◆ **Task statement**: Go line by line through the records below. Copy whichever lines contain the string "that".

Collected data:
□ □ □ □ □
PR #48, opened 2020-11-06
feat: add getSwitches

sndrs:
##  What does this change?

adds the following:

- `getSwitches`

gets value from `window.guardian.config` if present, or from a new endpoint (`~~coming from~~ provided by @shtukas ❤️ ) if not.

also adds a couple of helpers:

- `isObject` and `isBoolean`

## Why?

- it will be super useful to be able to use these from other `@guardian/` packages
- https://github.com/orgs/guardian/teams/client-side-infra/discussions/10

PR #163, opened 2021-04-21
feat: `isObject` Function

JamieB-gu:
## What does this change?

- Adds an `isObject` function

## Why?

Checks whether an `unknown` value is an object. Particularly useful when dealing with `JSON.parse`, as seen [here](https://github.com/guardian/apps-rendering/blob/c3cb9c7a25c0124c342408d790ba0e74ba8abcdb/src/client/interactives.ts#L7). Migrating upstream to `libs` from the implementation [in apps-rendering](https://github.com/guardian/apps-rendering/blob/1ed8a5d6208cc3972db05bbb474cd19b77e5ea18/src/lib.ts#L58).

### DIFF
--- a/src/index.ts
+++ b/src/index.ts
@@ -1,10 +1,10 @@
 /* istanbul ignore file */
 
 export { getLocale } from './getLocale';
+export { isObject } from './isObject';
 export { isString } from './isString';
 export { isUndefined } from './isUndefined';
 export { loadScript } from './loadScript';
 export { storage } from './storage';
 export { timeAgo } from './timeAgo';
 export { log, debug } from './logger';
-export { isObject } from './isObject';
--- a/src/index.ts
+++ b/src/index.ts
@@ -7,3 +7,4 @@ export { loadScript } from './loadScript';
 export { storage } from './storage';
 export { timeAgo } from './timeAgo';
 export { log, debug } from './logger';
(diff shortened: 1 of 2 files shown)


sndrs (changes requested):
cheers for this. 

there's actually [an implementation of this](https://github.com/guardian/libs/pull/48/files#diff-f560ab256615b1dd535259c3d96a113d4620cd13cec5d308293e710e65535234) floating around in #48 that i need to merge!

in that instance I just cribbed sindre sorhus's [is-plain-obj](https://github.com/sindresorhus/is-plain-obj) method. any thoughts on the implementations?

also, there's a test in #48 that would be good to copy over to this PR

JamieB-gu:
> any thoughts on the implementations?

Don't feel strongly on the implementation, whichever is more accurate works for me 👍.

I'm interested in the return type though. Strictly speaking isn't `Record<string | number, unknown>` essentially equivalent to `Record<string, unknown>`?

```ts
const a = { 4: 5 };
const b = { '4': 5 };

console.log(a[4]); // Prints 5
console.log(a['4']); // Prints 5
console.log(b[4]); // Prints 5
console.log(b['4']); // Prints 5
```

sndrs:
closing as #48 added `isObject`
□ □ □ □ □
◆ **Problem solution**:
there's actually [an implementation of this](https://github.com/guardian/libs/pull/48/files#diff-f560ab256615b1dd535259c3d96a113d4620cd13cec5d308293e710e65535234) floating around in #48 that i need to merge!
in that instance I just cribbed sindre sorhus's [is-plain-obj](https://github.com/sindresorhus/is-plain-obj) method. any thoughts on the implementations?
also, there's a test in #48 that would be good to copy over to this PR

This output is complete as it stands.